A legislação aérea como aspecto vital na segurança
Segunda, 24 Agosto 2009 09:03

Desde sempre que voar foi um anseio do Homem. Por força desse anseio surge o meio de transporte que é, sem dúvida, o mais rápido e seguro – o avião.
Ainda antes do que é considerado o primeiro voo realizado pelos irmãos Wright (1903) já se discutia a regulamentação do emprego de aeronaves, bem assim como o meio em que estas evoluem – o meio aéreo.

Após o voo dos Wright surgiu uma preocupação – regulamentar um novo transporte que não se confinava às fronteiras de cada país.

 

 

Avião usado pelos irmãos Wright no seu primeiro voo

Decorrente desta preocupação, realizou-se em Paris (1910) a primeira conferência de direito aéreo internacional.
As novas tecnologias surgiam à medida que as necessidades de guerra as reclamavam. Decorria então a primeira guerra mundial. Algumas destas novas tecnologias reflectiram-se directamente na sociedade incluindo a indústria aeronáutica.
É por esta altura que a aeronave como meio de privilegiado transporte, seja em tempo de guerra, seja em tempo de paz ganha grande importância.
Porque, entretanto, o número de aeronaves existentes na Europa foi crescendo e implicitamente as facilidades, incluindo infra-estruturas aeronáuticas – aeródromos, a ideia de rentabilizar estes meios concretizou-se com a criação de transportes aéreos civis.

 

 

Transporte aéreo – 1921

A utilização do espaço aéreo impunha regras e para tal, realizaram-se algumas Convenções, merecendo realce, a de Paris (1919) e a de Havana (1928) que pretendiam regular os espaços aéreos da Europa e dos Estado Unidos da América, respectivamente.
Destacam-se alguns aspectos que mereceram a consideração destas duas Convenções e que levaram à sua regulamentação:

    - Princípios gerais;
    - Nacionalidade de aeronaves;
    - Certificados de navegabilidade;
    - Admissão e navegação sobre território estrangeiro;
    - Regras a observar à partida, trânsito e à chegada;
    - Transportes permitidos;
    - Aeronaves de Estado;
    - Comissão Internacional de navegação aérea;
    - Disposições finais.

A convite dos Estados Unidos da América realizou-se um meeting em Chicago em 1944 que reuniu 55 países com vista a uniformizar procedimentos e que esteve na origem da ICAO – International Civil Aviation Organization, organização que, ainda hoje, superintende em todos os aspectos da aviação civil internacional.

Conferência de Chicago – 1944

Esta conferência substituiu as anteriores, Paris e Havana, sendo que a sua actividade se desenvolve a nível mundial.

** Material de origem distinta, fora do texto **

PR #561, opened 2024-03-11
Removes unnecessary gradle properties

joshpalis:
### Description
Gradle properties seem to be directly pulled from OpenSearch gradle properties, this PR removes them as they are not necessary for this plugin. For example, `systemProp.org.gradle.warning.mode=fail` would fail a build outright when gradle APIs marked for future deprecation are used. This makes sense to set in OpenSearch to force a gradle version upgrade, but in this plugin's case, gradle version is only updated once OpenSearch does. 

Testing locally, the build and integration test pass with these properties removed.


dbwiddis (approved):
I wasted many hours figuring out that my BWCs were failing on this dang switch.

amitgalitz:
I think this is used `options.forkOptions.memoryMaximumSize=2g` for the integTest cluster to determine heap size, not sure how it gets default otherwise

dbwiddis:
> I think this is used `options.forkOptions.memoryMaximumSize=2g` for the integTest cluster to determine heap size, not sure how it gets default otherwise

Default if not specified is 1g.

Tests seem to be passing with this removed, though.

amitgalitz:
> > I think this is used `options.forkOptions.memoryMaximumSize=2g` for the integTest cluster to determine heap size, not sure how it gets default otherwise
> 
> Default if not specified is 512mb.
> 
> Tests seem to be passing with this removed, though.

sounds good, just checked also that :run also works

amitgalitz (approved):

owaiskazi19 (approved):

Para melhor responder às necessidades, o globo foi dividido em nove regiões de navegação aérea:

    AFI – África e Oceano Indico
    CAR – Caraíbas
    EUR – Europa
    MID – Médio Oriente
    NAM – América do Norte
    NAT – Atlântico Norte
    PAC – Pacífico
    SAM – América do Sul
    SEA – Sudoeste Asiático

Para aplicação das regras da ICAO numa base mundial, criaram-se seis repartições regionais. A título de exemplo refere-se Paris como sendo a sede da região de navegação da Europa – EUR.
Nesta Convenção de Chicago criaram-se dezoito anexos técnicos que estabelecem padrões aeronáuticos em vários domínios:

Anexos técnicos:

    Anexo 1 – Licenças de Pessoal
    Anexo 2 – Regras do Ar
    Anexo 3 – Meteorologia
    Anexo 4 – Cartas Aeronáuticas
    Anexo 5 -  Unidades Padrão de Medida
    Anexo 6 -  Operações de Aeronaves
    Anexo 7 -  Marcas de Registo e Nacionalidade de Aeronaves
    Anexo 8 -  Certificados de Aeronavegabilidade
    Anexo 9 – Facilitação
    Anexo 10 – Telecomunicações
    Anexo 11 – Serviços de Tráfego Aéreo
    Anexo 12 – Serviços de Busca e Salvamento
    Anexo 13 – Investigação de Acidentes e Incidentes com Aeronaves
    Anexo 14 – Aeródromos
    Anexo 15 – Informação Aeronáutica
    Anexo 16 – Protecção Ambiental
    Anexo 17 – Segurança
    Anexo 18 -  Transporte de Mercadorias Perigosas a bordo de aeronaves

Como se pode observar é necessário que exista uma entidade responsável pelo cumprimento de toda a regulamentação adopta pela ICAO. Essa entidade em Portugal designa-se por Instituto Nacional de Aviação Civil – INAC.